Coming from a strong background of similar languages? Sorry, you're wrong
there. Perhaps you aren't familiar with Erlang; it is the "everyman" of
functional languages. The things I think you'd call "idioms" (not really sure
what you mean as that's a very loose term), let's say recursive programming,
pattern matching, carry over as-is from any number of other functional
languages. Pattern matching? It's a mix of OCaml and Prolog. Terms? Imagine
Scheme had tuples in addition to lists. Etc. The only "new" concept is the
message system, which if you know anything about networking, is pretty
straightforward.

In other words, if you know pretty much any other functional language, it's
almost trivial to translate basic programs to & from into Erlang knowing
little more than its syntax, which as you concede, is simple.

OTOH, if you're coming from, say, PHP, sure, learning Erlang will be difficult
as first you have to understand functional programming. But you're asserting
impossibility, so counter-examples are moot.

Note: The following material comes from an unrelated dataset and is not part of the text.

Issue #1987, opened 2022-05-31
[BUG] run unit test shows 'Cannot re-initialize CUDA in forked subprocess'


delock:
**Describe the bug**
When run unit test test_zero2_reduce_scatter_off, get error message: "Cannot re-initialize CUDA in forked subprocess"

Ten Years… I've been coding over twenty years in more languages than I can
count… I have a good idea how long it takes to learn a language well. Maybe
I'm biased because it's the latest language I've studied, but Erlang was the
first non-toy language where I skimmed the reference manual, said "huh, that
was all unsurprising", and started coding effectively.

------
scotch_drinker
The corollary to a) that I deal with all the time is third party integrations
that are poorly documented and that after some time X start magically working
even though the third party changed nothing on their side (according to them).
Management always thinks "We've integrated things with this vendor before, it
will be a snap to do again on a totally different endpoint" and this is never
the case.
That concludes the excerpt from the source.